** PROBLEM TO SOLVE **
Exactly the lines from the one with "We are not taking" to the end of the data below should be set down, and no others.

Collection entries:
>>

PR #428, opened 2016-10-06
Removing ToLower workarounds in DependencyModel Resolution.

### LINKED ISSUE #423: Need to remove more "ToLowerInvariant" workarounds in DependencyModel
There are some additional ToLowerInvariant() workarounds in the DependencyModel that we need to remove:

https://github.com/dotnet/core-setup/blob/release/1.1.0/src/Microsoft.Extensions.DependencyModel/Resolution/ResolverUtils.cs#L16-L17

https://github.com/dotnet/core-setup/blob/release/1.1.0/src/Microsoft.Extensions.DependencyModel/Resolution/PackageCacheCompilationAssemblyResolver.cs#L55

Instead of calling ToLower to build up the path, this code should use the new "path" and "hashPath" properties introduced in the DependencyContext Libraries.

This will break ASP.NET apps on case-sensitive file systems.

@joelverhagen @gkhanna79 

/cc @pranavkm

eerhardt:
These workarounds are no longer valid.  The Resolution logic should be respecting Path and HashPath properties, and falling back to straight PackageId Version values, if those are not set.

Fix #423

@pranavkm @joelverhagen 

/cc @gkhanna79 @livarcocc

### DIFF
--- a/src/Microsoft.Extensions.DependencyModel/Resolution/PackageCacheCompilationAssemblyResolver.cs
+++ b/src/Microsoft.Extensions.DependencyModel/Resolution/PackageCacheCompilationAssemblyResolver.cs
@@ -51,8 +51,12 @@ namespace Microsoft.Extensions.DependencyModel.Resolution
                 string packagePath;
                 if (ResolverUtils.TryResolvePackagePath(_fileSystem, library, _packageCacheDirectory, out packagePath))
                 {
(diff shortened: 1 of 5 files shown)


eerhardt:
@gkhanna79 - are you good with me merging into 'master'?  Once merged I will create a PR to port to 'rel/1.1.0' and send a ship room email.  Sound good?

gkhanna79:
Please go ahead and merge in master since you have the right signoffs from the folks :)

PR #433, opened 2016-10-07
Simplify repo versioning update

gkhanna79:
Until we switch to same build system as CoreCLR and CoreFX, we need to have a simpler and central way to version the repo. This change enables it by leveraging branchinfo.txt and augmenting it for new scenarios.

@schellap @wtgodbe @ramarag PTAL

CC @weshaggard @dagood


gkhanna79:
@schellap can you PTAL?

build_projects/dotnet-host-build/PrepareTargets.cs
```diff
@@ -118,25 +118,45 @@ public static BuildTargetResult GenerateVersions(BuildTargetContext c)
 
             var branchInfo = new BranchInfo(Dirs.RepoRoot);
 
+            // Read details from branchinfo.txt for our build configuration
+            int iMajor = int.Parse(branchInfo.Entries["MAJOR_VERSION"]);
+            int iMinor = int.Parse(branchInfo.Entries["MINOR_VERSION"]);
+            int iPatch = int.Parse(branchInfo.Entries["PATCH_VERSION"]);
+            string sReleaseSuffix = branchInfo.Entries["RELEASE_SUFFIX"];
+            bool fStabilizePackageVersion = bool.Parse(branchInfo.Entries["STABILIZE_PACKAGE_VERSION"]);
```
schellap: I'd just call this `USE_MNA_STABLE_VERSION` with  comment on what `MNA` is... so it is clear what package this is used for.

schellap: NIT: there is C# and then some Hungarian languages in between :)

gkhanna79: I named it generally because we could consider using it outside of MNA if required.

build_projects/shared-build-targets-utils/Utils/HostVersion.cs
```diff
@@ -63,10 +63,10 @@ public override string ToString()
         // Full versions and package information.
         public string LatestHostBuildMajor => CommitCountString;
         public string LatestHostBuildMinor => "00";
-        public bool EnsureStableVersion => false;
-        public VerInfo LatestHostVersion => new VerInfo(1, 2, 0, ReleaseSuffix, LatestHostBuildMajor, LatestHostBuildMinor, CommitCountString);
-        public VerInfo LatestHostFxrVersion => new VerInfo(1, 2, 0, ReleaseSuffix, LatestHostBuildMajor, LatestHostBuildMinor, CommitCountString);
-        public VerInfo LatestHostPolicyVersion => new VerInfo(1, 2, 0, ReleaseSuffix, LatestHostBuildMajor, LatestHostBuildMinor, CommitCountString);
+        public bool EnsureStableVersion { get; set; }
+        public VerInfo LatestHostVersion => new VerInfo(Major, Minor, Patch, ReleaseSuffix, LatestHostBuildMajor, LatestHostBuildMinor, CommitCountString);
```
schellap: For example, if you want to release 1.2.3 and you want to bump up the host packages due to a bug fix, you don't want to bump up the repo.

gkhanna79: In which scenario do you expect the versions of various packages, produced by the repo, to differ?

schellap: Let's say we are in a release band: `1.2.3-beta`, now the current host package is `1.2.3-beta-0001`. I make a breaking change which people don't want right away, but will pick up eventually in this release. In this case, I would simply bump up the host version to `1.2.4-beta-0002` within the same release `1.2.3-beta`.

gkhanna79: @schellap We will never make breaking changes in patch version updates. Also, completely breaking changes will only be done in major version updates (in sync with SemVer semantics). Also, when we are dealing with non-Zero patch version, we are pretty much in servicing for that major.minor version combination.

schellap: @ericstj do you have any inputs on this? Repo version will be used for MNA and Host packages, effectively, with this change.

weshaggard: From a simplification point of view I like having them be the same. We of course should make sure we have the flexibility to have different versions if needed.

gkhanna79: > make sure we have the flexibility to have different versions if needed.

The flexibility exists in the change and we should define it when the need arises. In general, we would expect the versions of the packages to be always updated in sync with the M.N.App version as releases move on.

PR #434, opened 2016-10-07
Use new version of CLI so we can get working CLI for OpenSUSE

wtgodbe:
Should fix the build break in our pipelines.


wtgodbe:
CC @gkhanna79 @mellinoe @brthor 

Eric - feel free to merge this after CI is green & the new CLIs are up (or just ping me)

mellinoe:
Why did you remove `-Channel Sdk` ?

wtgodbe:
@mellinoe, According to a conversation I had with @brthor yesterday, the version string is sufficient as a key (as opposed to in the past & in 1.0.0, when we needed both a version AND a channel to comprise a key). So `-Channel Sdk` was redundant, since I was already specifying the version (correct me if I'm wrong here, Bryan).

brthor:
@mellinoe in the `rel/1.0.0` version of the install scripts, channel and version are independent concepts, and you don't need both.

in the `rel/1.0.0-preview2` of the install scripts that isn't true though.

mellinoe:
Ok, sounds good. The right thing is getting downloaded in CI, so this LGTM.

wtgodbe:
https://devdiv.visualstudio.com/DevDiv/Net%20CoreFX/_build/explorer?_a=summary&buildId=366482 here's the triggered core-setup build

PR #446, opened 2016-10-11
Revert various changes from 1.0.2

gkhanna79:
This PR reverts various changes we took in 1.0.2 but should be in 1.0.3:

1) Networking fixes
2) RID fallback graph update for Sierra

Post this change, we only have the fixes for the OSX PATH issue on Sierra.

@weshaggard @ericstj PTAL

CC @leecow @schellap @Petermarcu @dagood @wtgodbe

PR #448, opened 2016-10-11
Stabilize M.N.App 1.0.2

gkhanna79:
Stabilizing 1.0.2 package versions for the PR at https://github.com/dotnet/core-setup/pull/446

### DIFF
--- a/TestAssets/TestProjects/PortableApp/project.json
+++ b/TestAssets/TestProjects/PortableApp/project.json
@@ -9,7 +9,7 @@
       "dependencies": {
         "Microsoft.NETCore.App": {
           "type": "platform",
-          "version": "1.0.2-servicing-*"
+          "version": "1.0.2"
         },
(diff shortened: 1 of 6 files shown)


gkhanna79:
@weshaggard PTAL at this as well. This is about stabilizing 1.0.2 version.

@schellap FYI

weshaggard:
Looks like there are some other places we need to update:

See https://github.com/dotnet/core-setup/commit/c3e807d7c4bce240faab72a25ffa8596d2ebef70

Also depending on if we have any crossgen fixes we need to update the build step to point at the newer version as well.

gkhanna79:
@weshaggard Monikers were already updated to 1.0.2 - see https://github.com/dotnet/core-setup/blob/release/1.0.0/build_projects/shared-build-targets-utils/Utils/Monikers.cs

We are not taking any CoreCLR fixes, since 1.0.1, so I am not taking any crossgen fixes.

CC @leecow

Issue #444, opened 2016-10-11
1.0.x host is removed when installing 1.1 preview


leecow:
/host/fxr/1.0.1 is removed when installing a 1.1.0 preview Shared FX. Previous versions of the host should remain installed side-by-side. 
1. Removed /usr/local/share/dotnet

<<

** RESULT FOR THIS TASK **
We are not taking any CoreCLR fixes, since 1.0.1, so I am not taking any crossgen fixes.

CC @leecow

Issue #444, opened 2016-10-11
1.0.x host is removed when installing 1.1 preview


leecow:
/host/fxr/1.0.1 is removed when installing a 1.1.0 preview Shared FX. Previous versions of the host should remain installed side-by-side. 
1. Removed /usr/local/share/dotnet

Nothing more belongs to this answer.